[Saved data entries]

PR #312, opened 2024-09-11
feat: adding groomed jet radius and momentum balance variables for softdrop groomed jet

### LINKED ISSUE #303: Adding groomed jet radius and momentum balance for the soft drop groomed jet
I am proposing to add the groomed jet radius and momentum balance in the return output of the ```exclusive_jets_softdrop_grooming``` function. These two are commonly studied jet substructure variables. The change is simple by basically calling 

```cpp
groomed_jet.structure_of<fastjet::contrib::SoftDrop>().delta_R();
groomed_jet.structure_of<fastjet::contrib::SoftDrop>(). symmetry();
```

and adding the results to the outputs. I am happy to make a pull request if this proposal is accepted.

kawaho:
resolves #303


matthewfeickert:
@kawaho In the future please do not make PRs from your `main` branch and always use a feature branch. Using your `main` branch for PRs makes it impossible to rebase your branch against the upstream without closing the PR.

rkansal47 (changes requested):
Looks pretty good @kawaho!

Unfortunately there is a runtime error with the function now https://github.com/scikit-hep/fastjet/actions/runs/10819914062/job/30018826074?pr=312#step:7:135:

```bash
self = <fastjet._singleevent._classsingleevent object at 0x116f66a90>, njets = 1
beta = 0.0, symmetry_cut = 0.1, symmetry_measure = 'scalar_z', R0 = 0.8
recursion_choice = 'larger_pt', mu_cut = inf

    def exclusive_jets_softdrop_grooming(
        self,
        njets=1,
        beta=0.0,
        symmetry_cut=0.1,
        symmetry_measure="scalar_z",
        R0=0.8,
        recursion_choice="larger_pt",
        # subtractor = 0,
        mu_cut=float("inf"),
    ):
        # if njets <= 0:
        #    raise ValueError("Njets cannot be <= 0")
>       np_results = self._results.to_numpy_softdrop_grooming(
            njets,
            beta,
            symmetry_cut,
            symmetry_measure,
            R0,
            recursion_choice,  # subtractor,
            mu_cut,
        )
E       RuntimeError: std::bad_cast

../../../hostedtoolcache/Python/3.8.18/x64/lib/python3.8/site-packages/fastjet/_singleevent.py:215: RuntimeError
```

Perhaps the types for the new variables is incorrect?

Also, can you update the `test_exclusive_jets_softdrop_grooming` function as well please.

kawaho:
@rkansal47 I think the types for the new variables are fine but the error comes from the use of ```dynamic_cast``` in https://github.com/alisw/fastjet/blob/master/fastjet/include/fastjet/PseudoJet.hh#L1126 . It is also strange because the error only happens for macOS, not sure how to resolve it yet....

kawaho:
> @rkansal47 I think the types for the new variables are fine but the error comes from the use of `dynamic_cast` in https://github.com/alisw/fastjet/blob/master/fastjet/include/fastjet/PseudoJet.hh#L1126 

I have done more tests, separating out the ```soft.structure_of<fastjet::contrib::SoftDrop>()``` call,  and can confirm the ```RuntimeError: std::bad_cast``` is from the ```dynamic_cast```. But not sure how to fix yet.

matthewfeickert:
@kawaho I've updated this PR to bring in the state of the upstream `HEAD`, so if you pull your branch will now have the changes from PR #311 in it which should make local development easier. To have a fully clean repository you'll still need to do the `git clean` steps of Issue https://github.com/scikit-hep/fastjet/issues/279, but you should be able to do new builds by just running

```
python -m pip install --upgrade .
```

without _having_ to run the cleaning steps from Issue https://github.com/scikit-hep/fastjet/issues/279. If you have questions just ask here. :+1:

kawaho:
@matthewfeickert Thanks for the PR, it works great.

src/_ext.cpp
```diff
@@ -1703,6 +1705,11 @@ PYBIND11_MODULE(_ext, m) {
             jet_groomed_m.push_back(soft.m());
             jet_groomed_E.push_back(soft.E());
             jet_groomed_pz.push_back(soft.pz());
+
+            auto sd_struct = soft.structure_of<fastjet::contrib::SoftDrop>();
```
kawaho, line 1709: @matthewfeickert and @rkansal47 I would like to hear suggestions on solving this failed test (https://github.com/scikit-hep/fastjet/actions/runs/10819914062/job/30018826074?pr=312#step:7:135). The ```RuntimeError std::bad_cast``` is coming from this specific line calling the dynamic casting in (https://github.com/alisw/fastjet/blob/master/fastjet/include/fastjet/PseudoJet.hh#L1126). The error thrown is happening on MacOS only. I can replicate this error on my own Mac but calling the same function in C++ only script with the same fastjet-contrib version did not give such an error. So I suspect this is related to pybind or how we compile the code. I am unfamiliar with both and would like to hear suggestions for things to try from any experts on this project.

matthewfeickert: Probably want to ask (in addition to @rkansal47) other people that have touched the C++: @jpivarski @jmduarte @chrispap95 @lgray @aryan26roy

lgray:
So - it looks like RTTI in llvm-gcc on macos is more sensitive to consistent const-correctness than pure gcc in linux. From experience with llvm vs. clang this seems to track, but I don't have a definitive answer.

The issue is with FastJet's custom SharedPtr class probably not using `const_cast` in a few places where it should. 
Since we cannot fix that in this PR, I have worked around it using the non-const accessors. I have marked the associated code as dangerous, but we don't do anything exploitative so it should be fine.

lgray:
@kawaho Well, it was eventually figured out. Hopefully this may still be useful.

kawaho:
@lgray thanks! I do not have additional changes. @matthewfeickert can you please review and see if this can be merged.

src/_ext.cpp
```diff
@@ -1690,19 +1694,39 @@ PYBIND11_MODULE(_ext, m) {
...
+              jet_groomed_phi.push_back(soft.phi());
+              jet_groomed_m.push_back(soft.m());
+              jet_groomed_E.push_back(soft.E());
+              jet_groomed_pz.push_back(soft.pz());
+
+              // horrificaly dangerous hack around the fact that
+              // fastjet's custom sharedptr doesn't obey const
+              // correctness and this makes llvm-gcc very sad
+              fastjet::PseudoJetStructureBase* structure_ptr = soft.structure_non_const_ptr();
+              fastjet::contrib::SoftDrop::StructureType* as_sd = (fastjet::contrib::SoftDrop::StructureType*)structure_ptr;
```
rkansal47, line 1715: Claude suggests doing a `dynamic_cast` instead of "C-style" casting. What do you think @lgray?

```
// Safer approach to access SoftDrop structure
fastjet::PseudoJetStructureBase* structure_ptr = soft.structure_non_const_ptr();
if (structure_ptr) {
    auto* as_sd = dynamic_cast<fastjet::contrib::SoftDrop::StructureType*>(structure_ptr);
    if (as_sd) {
        // Successfully cast to SoftDrop structure
        jet_groomed_delta_R.push_back(as_sd->delta_R());
        jet_groomed_symmetry.push_back(as_sd->symmetry());
    } else {
        // Handle case where structure isn't SoftDrop type
        jet_groomed_delta_R.push_back(std::numeric_limits<double>::quiet_NaN());
        jet_groomed_symmetry.push_back(std::numeric_limits<double>::quiet_NaN());
    }
} else {
    // Handle case where structure_ptr is null
    jet_groomed_delta_R.push_back(std::numeric_limits<double>::quiet_NaN());
    jet_groomed_symmetry.push_back(std::numeric_limits<double>::quiet_NaN());
}
```

lgray: Using `dynamic_cast` results in failed tests on macos but not on ubuntu. :-)

As discussed above in the comments, I have to do this specifically because runtime type inference on macos works differently than ubuntu because of const-correctness problems in FastJet itself. All this stems from llvm vs. gcc compiler backends.

So, while the LLM is correct for code that respects standards, we are not dealing with that and have to do this very hacky workaround.

lgray: I'm giving it a quick try on my laptop just in case something was dirty before when I tried it. I would really prefer to use dynamic_cast for the reasons the LLM cited. ;-)

lgray: yeah if I use `dynamic_cast` and the suggested code above I get:
```
Traceback (most recent call last):
  File "/Users/lgray/coffea-dev/fastjet/fail.py", line 137, in <module>
    test_exclusive_jets_softdrop_grooming_multi()
  File "/Users/lgray/coffea-dev/fastjet/fail.py", line 133, in test_exclusive_jets_softdrop_grooming_multi
    assert ak.all(is_close)
           ^^^^^^^^^^^^^^^^
AssertionError
```

From running that test, so it's casting something to a null pointer. :-(
It is, however, clear that the code works and is relatively safe using a more forceful cast. (since the tests here pass on both archs).

Anyway - good try Claude!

Exercise prompt = Every line that contains the string "please" should be returned from the data.

Problem solution =
@kawaho In the future please do not make PRs from your `main` branch and always use a feature branch. Using your `main` branch for PRs makes it impossible to rebase your branch against the upstream without closing the PR.
Also, can you update the `test_exclusive_jets_softdrop_grooming` function as well please.
@lgray thanks! I do not have additional changes. @matthewfeickert can you please review and see if this can be merged.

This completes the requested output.